====== Information shown
PR #65, opened 2019-12-11
Rewrite Mobx Stores to Use References

wgranger:
This PR does two things:

- Uses references and identifiers to store data in mobx resource stores
- Retrieves resources on initial load. This allows paths like `projects/123/workflows/123/groups` to load the correct resources on first load.
- Takes care of some of the "Subject Sets" vs "Groups" discrepancies 
- Add several missing component render tests to keep coverage from dropping too significantly after the refactor

Unfortunately, this PR is a bit bloated with the refactoring and restructuring of tests.


src/screens/Editor/Editor.js
```diff
@@ -25,11 +24,15 @@ function Editor ({ match }) {
   const store = React.useContext(AppContext)
   const editorBox = React.useRef(null)
 
-  const params = match.params
+  React.useEffect(() => {
```
shaunanoordin: So if I'm understanding this right, `React.useEffect()` is the equivalent of `componentDidUpdate` and `componentDidMount`.

I can see that this makes sense in the `componentDidMount` way - the resources are fetched as soon as the edit page [(example)](http://localhost:3000/projects/1764/workflows/11/groups/TEST1/subjects/51842/edit) is loaded.

What I'm curious about is that, shouldn't this also trigger when _observed values change?_ (And the Editor component is definitely being `observer()`-ed)

I can't seem to get this to happen though, so there seems to be no problem... I need to read up on `React.useEffect()` more

wgranger: Rerendering is dependent on which items are passed into the array at the end of the function, here being `[match, store]`. Or, you can pass in an empty array instead to say "only trigger once after render." 

However, since `match` and `store` are dependencies here, they are required to be passed into the array.

Check out the final yellow "note" section at the end of this page https://reactjs.org/docs/hooks-effect.html

src/screens/SubjectSetsIndex/SubjectSetPageContainer.js
```diff
@@ -12,21 +12,21 @@ function SubjectSetPageContainer({ history, match }) {
...
+  const groups = Array.from(store.groups.all.values())
 
   return (
     <Box margin='medium' fill='vertical'>
       <ResourcesTable
         columns={columns}
-        data={store.groups.all}
-        resource='Subject Sets'
+        data={groups}
+        resource='groups'
```
shaunanoordin: It seems that most of the text labels and class names that use "Subject Set" (or "Set") have been renamed to "Group", which is cool.

The following still seem to be called "Subject Set" though:
- src/screens/SubjectSetsIndex
- src/screens/SubjectSetsIndex/SubjectSetPageContainer
- blablabla/HeaderButton/DownloadSetDataContainer

wgranger: Good point. Fixed.

src/store/AppStore.js
```diff
@@ -19,11 +19,40 @@ const AppStore = types.model('AppStore', {
...
   subjects: types.optional(SubjectStore, () => SubjectStore.create({})),
-  initialised: types.optional(types.boolean, false),
+  initialized: types.optional(types.boolean, false),
   projects: types.optional(ProjectsStore, () => ProjectsStore.create({})),
   modal: types.optional(ModalStore, () => ModalStore.create({})),
   transcriptions: types.optional(TranscriptionsStore, () => TranscriptionsStore.create({})),
   workflows: types.optional(WorkflowsStore, () => WorkflowsStore.create({})),
-})
+}).actions(self => ({
+  getResources: flow (function * getResources(params) {
```
shaunanoordin: Noice, a super function that fetches resources in order of dependencies. I like me a super function.

However, I haven't had the chance to really try to break this function. e.g. is it possible to get `self.projects.reset()` to reset _without_ resetting the dependent workflows? Will there be a problem if I chuck in `project = 0`, which will evaluate to `false` in `!!params.project` ? etc etc etc

But as far as _normal functionality_ looks though, this is a good ol' 👍

src/screens/Editor/Editor.js
shaunanoordin: 👍

src/store/WorkflowsStore.js
```diff
@@ -30,27 +39,59 @@ const WorkflowsStore = types.model('WorkflowsStore', {
     }
   }),
 
-  selectWorkflow: function(workflow) {
-    if (!workflow) {
-      getRoot(self).groups.setGroups([])
-      self.current = Workflow.create()
-      return
+  getWorkflow: flow (function * getWorkflow(id) {
+    console.log('LOOK');
```
shaunanoordin: Seen

src/store/WorkflowsStore.js
```diff
@@ -30,27 +39,59 @@ const WorkflowsStore = types.model('WorkflowsStore', {
...
+    if (!id) return undefined
+    console.log('TWICE');
```
shaunanoordin: Seen again

wgranger: Whoops!

PR #68, opened 2019-12-13
Index pagination

### LINKED ISSUE #22: Allow Data Table Retrieval and Pagination

wgranger:
This PR sets up pagination in all of the resource index pages. Note: the `GroupsStore` is done a bit different than the other resource stores.

Closes #22


shaunanoordin:
## PR Review...?

This PR should, in theory, allow resources pages - like the Workflows page [(example)](http://localhost:3000/projects/1764/workflows) and Subjects page [(example)](http://localhost:3000/projects/1764/workflows/11/groups/TEST1/subjects) - to have pagination.

Code looks legit, but I can't seem to test the feature because I haven't found any resource with more than 4 items in 'em. 🤔 

### Status

🤷‍♂

wgranger:
That's a good point. I had to hack the code a bit to get pagination to appear, but that's unnecessary for you to do. Let me see if we can get some more subjects attached to a group so you can test this out accurately. 

Sorry I forgot to get that squared away before posting this PR ☹️

PR #70, opened 2019-12-16
Open transcription panel

wgranger:
This PR opens the transcription pane when clicking on a transcription to the right. Check out the [InVision](https://projects.invisionapp.com/d/#/console/17925240/371813757/preview). I had to move around some of the elements padding and margins so this would appear to "overflow" the parent.

**Note**: Most of the line changes here are updating the snapshots.

### DIFF
--- a/src/__snapshots__/Storyshots.test.js.snap
+++ b/src/__snapshots__/Storyshots.test.js.snap
@@ -11,1950 +11,2066 @@ exports[`Storyshots AggregatedTranscriptions Default 1`] = `
       className="StyledBox-sc-13pk1d4-0 bdFdoP"
     >
       <div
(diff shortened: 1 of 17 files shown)


wgranger:
Good review. I've moved around a few items and updated the tests. However, I wasn't able to get the transcription panel to toggle open when moving the box order. That would not be the intended behavior.

shaunanoordin:
## PR Review (Update)

Yo @wgranger I was just checking on this PR and it's looking great.

- Latest changes makes the UI look good
- Re: _"However, I wasn't able to get the transcription panel to toggle open when moving the box order."_ this issue seems to be solved in the latest commits. It was extant in ef8a522 but gone by a65e911 - maybe it was solved by the new `stopEvents()` code?

In any case, this PR's looking good and should be merged soon 👍

PR #71, opened 2019-12-17
Search Modal Functions

### LINKED ISSUE #21: Search Modal Functionality
Hook up the search modal with functionality to search by Zooniverse ID or External ID. The modal should also be able to search by several filters including:  

**Approval Status:**
- Unreviewed
- In progress
- Ready for Review
- Approved

**Additional Filters**
- Flagged
- Low consensus score

wgranger:
This is WIP because we're still waiting on a couple items before this is ready.

Closes #21 

1) Waiting for #68 to merge because I'll have to keep track of the current query when paginating. What if somebody has an active search filter? They'll want to retain that filter when paginating.
2) There are several items that aren't yet filterable on the Tove end (`internal_id`, `low_consensus_score`, filtering by status string instead of enum integer).

### DIFF
--- a/src/__snapshots__/Storyshots.test.js.snap
+++ b/src/__snapshots__/Storyshots.test.js.snap
@@ -3134,7 +3134,7 @@ exports[`Storyshots SearchModalContainer Default 1`] = `
       className="StyledBox-sc-13pk1d4-0 jLJOXa"
     >
       <div
-        className="StyledBox-sc-13pk1d4-0 juVmUb"
+        className="StyledBox-sc-13pk1d4-0 kULYLq"
       >
         <div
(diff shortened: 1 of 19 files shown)


wgranger:
This is now ready for review. The only change is that "Low Consensus" was removed from the design in lieu of sorting columns, which will be implemented in a future PR. 

Design link -> https://projects.invisionapp.com/d/#/console/17925240/378854810/preview

wgranger:
Searching by `internal_id` is not yet supported by the TOVE backend. There's an [open issue](https://github.com/zooniverse/tove/issues/72) for it.

I can add some constants quickly. The idea of having a "reset search" button wasn't in the design, so if we add this it'll likely be in a future PR.

wgranger:
Added constants to this PR. Merging.

PR #79, opened 2020-01-24
Update Index Page Items

wgranger:
With the backend being fleshed out, more items are available on TOVE resources to further populate the index pages.


wgranger:
Merging, as these are small updates to the index page based on recent TOVE changes

PR #85, opened 2020-01-31
Show Extract Lines

wgranger:
There's a lot of functionality going on here to get extract lines mapped to reduction lines. However, this PR should do the heavy lifting there. 

One item of note, this PR will only get extracts working for ASM on staging. There's a bit of work we still need to do to backfill existing extracts to use a pre-determined extract key that will work with ALICE. Note here that we use `ext-17`, the one used for ASM.

For now, this PR does a couple new things:
- Show extract lines from previous users
- Correctly colors extract and reduction lines
- Allows toggling line visibility on and off


wgranger:
A big change here is how we display svg lines. This PR only displays two points (`x1, x2, y1, y2`), whereas before we would iterate through all points in a line.

The main question is, will the text editor be used by tasks with > 2 points? If so, that will have to change in this PR. However, this _should_ work if all tasks have only a beginning and end line.

wgranger:
PR should be good to go. Instead of relying on an annotation always having two points, we now just get the last point as the final point.

src/components/SubjectViewer/components/AnnotationsPane/AnnotationsPaneContainer.js
```diff
@@ -2,19 +2,42 @@ import React from 'react'
 import { observer } from 'mobx-react'
 import AppContext from 'store'
 import AnnotationsPane from './AnnotationsPane'
-import { constructCoordinates } from 'helpers/parseTranscriptionData'
+import { constructCoordinates, constructText, mapExtractsToReductions } from 'helpers/parseTranscriptionData'
 
 function AnnotationsPaneContainer({ x, y }) {
-  let parsedLines = []
+  let [ extractLines, reductionLines ] = [[], []]
```
shaunanoordin: Is this just a fancy way of writing `let extractLines = [], reductionLines = []` ?

src/helpers/parseTranscriptionData.js
```diff
@@ -1,8 +1,13 @@
 function constructCoordinates(line) {
   const points = [];
+
   if (line && line.clusters_x && line.clusters_y) {
-    line.clusters_x.forEach((point, i) => {
-      points.push({ x: line.clusters_x[i], y: line.clusters_y[i] });
+    const lastPoint = line.clusters_x.length - 1
```
shaunanoordin: I assume that since you're trusting the results from Tove, there _shouldn't_ be any conditions where...

1. line.clusters_x and line.clusters_y have different lengths
1. line.clusters_x will have at least (exactly?) 2 items

src/components/SubjectViewer/components/AnnotationsPane/SVGLines.js
```diff
@@ -0,0 +1,72 @@
...
+
+export default function SVGLines({ lines, isExtract, reductionIndex }) {
+  const circleWidth = isExtract ? 4 : 10
+  const dashArray = isExtract ? '4' : '0'
+  const strokeWidth = isExtract ? '0.5' : '3'
+
+  return (
+    <g>
+      {lines.map((line, index) => {
+        const color = indexToColor(reductionIndex % 12)
```
shaunanoordin: Oh wait, I forgot to comment on this. Some thoughts: the modulo `%` action should happen _inside_ the `indexToColor()` function itself. This would be a good idea if, e.g. you later modify `indexToColor()` to  have more/less than 12 colours, so you only need to modify the code in one file - `indexToColor.js`

src/helpers/parseTranscriptionData.js
wgranger: Correct. There should always be the same amount of X and Y points from TOVE, since each annotation point will have an X and Y coordinate. Every project using TOVE/ALICE should only have two points, but using `length - 1` will still allow lines to render with the first and last points.

src/components/SubjectViewer/components/AnnotationsPane/SVGLines.js
wgranger: Ah, good point. I'll make that change quickly.

PR #86, opened 2020-01-31
Avoid Two hour timeout

### LINKED ISSUE #82: Handle Two Hour Timeout
Some thinking needs to go into this, because the Frisbee library we are using doesn't have the luxury of a `beforeEveryRequest` function like what we have on the panoptes client. We need to find a workaround in the case someone is idle for two hours, loses their bearer token, and picks up the app again. The app would likely crash because the bearer token has expired then, but it needs to be refreshed.

wgranger:
As we know from ASM, Panoptes tokens will expire after two hours. The difference between this app and ASM is that we're using auth here, where we used oauth in ASM. Oauth needed a redirect to allow a bearer token refresh. Auth does not require a redirect, so we can refresh the token staying in the same spot.

However, all calls need to be wrapped in a bearer token check to make sure we always have a valid token and are sending that back to TOVE. This PR should handle all of that. However, depending on when this merges, I'll have to update other open PRs to use this sort of wrapper around outgoing TOVE calls.

Closes #82

### DIFF
--- a/src/store/ClientStore.js
+++ b/src/store/ClientStore.js
@@ -73,9 +73,12 @@ const ClientStore = types.model('ClientStore', {
   setBearerToken: (token) => {
     // If Token is null, we need to remove jwt tokens
     // If token is a string with a length, we need to set tokens
-    if (token === null || token.length) {
+    if (token) {
       self.tove.jwt(token)
       self.toveZip.jwt(token)
+    } else {
+      self.tove.jwt()
+      self.toveZip.jwt()
     }
   }
 }))
--- a/src/store/ClientStore.js
+++ b/src/store/ClientStore.js
@@ -64,10 +64,10 @@ const ClientStore = types.model('ClientStore', {
     })
   }),
 
-  patch: flow(function* get (request) {
+  patch: flow(function* get (request, body) {
     return yield auth.checkBearerToken().then((token) => {
       self.setBearerToken(token)
-      return self.tove.patch(request)
+      return self.tove.patch(request, body)
     })
   }),
 
--- a/src/store/ClientStore.js
+++ b/src/store/ClientStore.js
@@ -64,6 +64,13 @@ const ClientStore = types.model('ClientStore', {
     })
   }),
 
+  patch: flow(function* get (request) {
+    return yield auth.checkBearerToken().then((token) => {
+      self.setBearerToken(token)
+      return self.tove.patch(request)
+    })
+  }),
+
   setBearerToken: (token) => {
     if (token !== self.bearerToken) {
       self.bearerToken = token
--- a/src/store/ClientStore.js
+++ b/src/store/ClientStore.js
@@ -6,7 +6,6 @@ import auth from 'panoptes-client/lib/auth';
 
 const ClientStore = types.model('ClientStore', {
   aggregator: types.optional(types.frozen({}), null),
-  bearerToken: types.optional(types.string, ''),
   tove: types.optional(types.frozen({}), null),
   toveZip: types.optional(types.frozen({}), null)
 }).actions(self => ({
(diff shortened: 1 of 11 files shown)


wgranger:
Marking "do not merge" as this will have to be updated to wrap all api calls once all current PRs are merged.

wgranger:
This should be good to go now. I needed to update the branch to wrap `.patch` requests to Tove, but I think this should handle all requests. I don't believe any of the other requests to external services (Panoptes, Caesar) require auth and necessitate an updated bearer token.

src/store/TranscriptionsStore.js
```diff
@@ -91,7 +91,7 @@ const TranscriptionsStore = types.model('TranscriptionsStore', {
   }
 
   const checkIfLocked = flow(function * checkIfLocked() {
-    const client = getRoot(self).client.tove
+    const client = getRoot(self).client
```
srallen, line 94: You can use a destructured syntax here and the other similar lines in this same file: `const { client } = getRoot(self)`

src/store/WorkflowsStore.js
```diff
@@ -31,7 +31,7 @@ const WorkflowsStore = types.model('WorkflowsStore', {
   fetchWorkflows: flow (function * fetchWorkflows(id, page = 0) {
     self.page = page
     self.asyncState = ASYNC_STATES.LOADING
-    const client = getRoot(self).client.tove
+    const client = getRoot(self).client
```
srallen, line 34: Same comment about destructuring syntax.

wgranger:
I decided against using panoptes-js because there is still a good bit of TODOs in that package and it's not quite capable of what I'm doing here. Panoptes-js currently cannot fetch project roles, subjects, or users, and I believe it can only fetch a single project by a string instead of an array of projects with a single call.

I decided to store the bearer token in the store to avoid setting the bearer and jwt tokens every time a call is made to TOVE. It seemed more beneficial to optimize the store in this way. See the `setBearerToken` function in the `ClientStore`, which conditionally checks that the token has changed before setting the token on the store and running a couple functions on the two Frisbee objects.

srallen:
If it's helpful, here's the internal auth method that is called when the token is expired: https://github.com/zooniverse/panoptes-javascript-client/blob/93a3f2104855b15cea44134d2b01fa6fcb2d0554/lib/auth.js#L63-L90

wgranger:
Nice. Thanks for the references. It makes sense that storing tokens in the store is probably a bad idea. 

I've removed any token references from the store. It was only being used to avoid setting the jwt tokens on the client with each call. However, I don't think it is a huge issue to make that call, as there isn't much to the Frisbee [function itself](https://github.com/niftylettuce/frisbee/blob/181867c796bcfd88316850f366df520d8c134f77/src/index.js#L567).

Now, JWT tokens will only be set if the token is `null` (eg. logout) or if it is a string with a truthy length.

src/store/ClientStore.js
```diff
@@ -56,9 +56,27 @@ const ClientStore = types.model('ClientStore', {
...
+
   setBearerToken: (token) => {
-    self.tove.jwt(token)
-    self.toveZip.jwt(token)
+    // If Token is null, we need to remove jwt tokens
+    // If token is a string with a length, we need to set tokens
+    if (token === null || token.length) {
+      self.tove.jwt(token)
+      self.toveZip.jwt(token)
+    }
```
srallen, line 79: One comment based on the frisbee docs:

> api.jwt(token) - helper function that sets a JWT Bearer header. It accepts the jwt_token as a single string argument. If you simply invoke the function null as the argument for your token, it will remove JWT headers.

If the token isn't defined, perhaps this should call `self.tove.jwt()` and `self.toveZip.jwt()`? I'm not sure if there is any other handling this app should have, but the header likely should be removed if it had been set.

wgranger:
Oops, missed all of the destructuring with the previous commits. I had to mock out the JWT function on each test using a Frisbee client. If I were to leave it in, the calls would error out since the Frisbee client would think I were unauthorized.

PR #216, opened 2021-02-23
New actions

zwolf:
Run tests on creation/sync of PRs. When confirmed to work, can replace Travis.
Deploy to production on push to `production-release` tag.


.github/workflows/deploy_production.yml
```diff
@@ -0,0 +1,93 @@
...
+          creds: ${{ secrets.AZURE_STATIC_SITES }}
+
+    - name: Node.js build
+      uses: actions/setup-node@v1
+      with:
+        node-version: '14.x'
+    - run: yarn install
+    - run: yarn build
+      env:
+        REACT_APP_ENV: development
```
srallen, line 28: I think this needs to be production.
```suggestion
        REACT_APP_ENV: production
```

srallen (changes requested):
Looks good, just need the env var updated.

.github/workflows/deploy_production.yml
zwolf: I thought it had to be development so that the dev deps would be included for the build step?

srallen: This env var is just being used to set which panoptes API endpoint to use since react-scripts is controlling NODE_ENV for us and NODE_ENV is what npm will use to determine what packages to install.

zwolf: ah-hah

srallen (approved):

PR #209, opened 2021-01-21
Upgrade to react-scripts 4

shaunanoordin:
## PR Overview

This PR is a dependency update, along with a minor code change to reflect new restrictions that came from the dependency update.

Merging & deploying.

PR #238, opened 2021-09-22
Upgrade all the things

eatyourgreens:
Upgrade all packages to their latest allowed version. Upgrade `react-scripts` to 4.0.3. Remove `React` from all components (Create React App supports [the new JSX transform](https://reactjs.org/blog/2020/09/22/introducing-the-new-jsx-transform.html#how-to-upgrade-to-the-new-jsx-transform) as of version 4.)


eatyourgreens:
This builds and runs, but the tests are completely broken. I think that it’s in the same state as #209.

PR #252, opened 2022-03-10
Include newly-required --overwrite flag in az uploads

zwolf:
MS issued a breaking change in a new version of the az client used by our CI tooling: https://docs.microsoft.com/en-us/cli/azure/release-notes-azure-cli

This PR includes the `--overwrite` flag on all `az storage blob upload-batch` commands. This change should be ported to the shared ci-cd repo and this repo migrated when this is proven to work, also.

### DIFF
--- a/.github/workflows/deploy_production.yml
+++ b/.github/workflows/deploy_production.yml
@@ -40,6 +40,7 @@ jobs:
             az storage blob upload \
               --account-name zooniversestatic \
               --content-cache-control 'public, max-age=60' \
+              --overwrite
               --container-name '$web' \
               --name 'alice.zooniverse.org/commit_id.txt' \
               --file ./build/commit_id.txt
@@ -47,6 +48,7 @@ jobs:
             az storage blob upload \
               --account-name zooniversestatic \
               --content-cache-control 'public, max-age=60' \
+              --overwrite
               --container-name '$web' \
               --name 'alice.zooniverse.org/index.html' \
               --file ./build/index.html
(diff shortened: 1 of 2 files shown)


yuenmichelle1 (approved):

shaunanoordin:
Dangit! https://github.com/zooniverse/alice/actions/runs/1964794765

OK, I should try to update the [production](https://github.com/zooniverse/alice/blob/master/.github/workflows/deploy_production.yml) and [staging](https://github.com/zooniverse/alice/blob/master/.github/workflows/deploy_staging.yml) deployment scripts, I suspect these might be really old patterns.

EDIT: Wait, hang on, our last successful deploy to production was [7 days ago,](https://github.com/zooniverse/alice/actions/runs/1929057575) so the pattern can't be _that_ old and borked, even if it's still using node 14 instead of the current 16. What

shaunanoordin:
Wait, no, the checkout/login/creds pattern is solid compared to, say, [Scribes](https://github.com/zooniverse/scribes-of-the-cairo-geniza/blob/master/.github/workflows/deploy_production.yml)

...for an experiment, maybe I'll try deploying Scribes or ASM to staging.

.github/workflows/deploy_production.yml
```diff
@@ -40,20 +40,23 @@ jobs:
             az storage blob upload \
               --account-name zooniversestatic \
               --content-cache-control 'public, max-age=60' \
+              --overwrite
```
yuenmichelle1, line 43: going back to this..dont think this is the underlying issue but how important is the '\'?   @zwolf

zwolf: extremely 🤦

PR #313, opened 2022-04-03
Remove global variables from tests

eatyourgreens:
Test setup variables, like `wrapper`, are declared globally across all tests. This removes the global declarations and scopes test variables to the `describe` functions that use them.

I've also added a debug script so that you can run `yarn test:debug` to inspect failing tests in your favourite Node debugger.


eatyourgreens:
I _think_ Jest runs each test suite in a separate thread, which might keep those global variables separated. Don't hold me to that, though, and local function scoping seems easier to read, to me.

PR #410, opened 2023-02-03
Update UsingAlice.js

snblickhan:
Adding language to clarify that projects will not be listed in ALICE until the project data begins to retire (nb the proposed change is based on common feedback from ALICE users).


goplayoutside3 (approved):
Looks good! This is what the updated text looks like rendered on the /about page:

Screenshot 2023-02-06 at 1 39 24 PM

snblickhan:
Thanks Delilah!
============
▶ [Task directions] Only one part of the material above is to be transcribed, namely the lines starting with the line that has "yuenmichelle1, line 43: going" and going on through the line that has "I _think_ Jest", exactly as they stand.

▶ [Written solution]
yuenmichelle1, line 43: going back to this..dont think this is the underlying issue but how important is the '\'?   @zwolf

zwolf: extremely 🤦

PR #313, opened 2022-04-03
Remove global variables from tests

eatyourgreens:
Test setup variables, like `wrapper`, are declared globally across all tests. This removes the global declarations and scopes test variables to the `describe` functions that use them.

I've also added a debug script so that you can run `yarn test:debug` to inspect failing tests in your favourite Node debugger.


eatyourgreens:
I _think_ Jest runs each test suite in a separate thread, which might keep those global variables separated. Don't hold me to that, though, and local function scoping seems easier to read, to me.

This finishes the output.